_Work request_: Your answer should be the exact lines of the data below from the one containing "fix(chat): resolve thread-panel" through the one containing "2. Send a message"; please include nothing else.

_Dataset content_:
PR #1747, opened 2026-08-25
fix(chat): resolve thread-panel avatar per message sender (#1729)

### LINKED ISSUE #1729: Bug: Thread panel shows wrong avatar for current user — renders agent avatar instead
## Description

In the thread panel, the current user's avatar is incorrectly rendered as the agent's avatar (green mascot), instead of the user's own avatar (yellow mascot).

## Steps to reproduce

1. Open any channel with an agent conversation (e.g. #engineering)
2. Send a message — avatar shows correctly in main chat (yellow)
3. Open the thread panel for that conversation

_Task result_:
fix(chat): resolve thread-panel avatar per message sender (#1729)

### LINKED ISSUE #1729: Bug: Thread panel shows wrong avatar for current user — renders agent avatar instead
## Description

In the thread panel, the current user's avatar is incorrectly rendered as the agent's avatar (green mascot), instead of the user's own avatar (yellow mascot).

## Steps to reproduce

1. Open any channel with an agent conversation (e.g. #engineering)
2. Send a message — avatar shows correctly in main chat (yellow)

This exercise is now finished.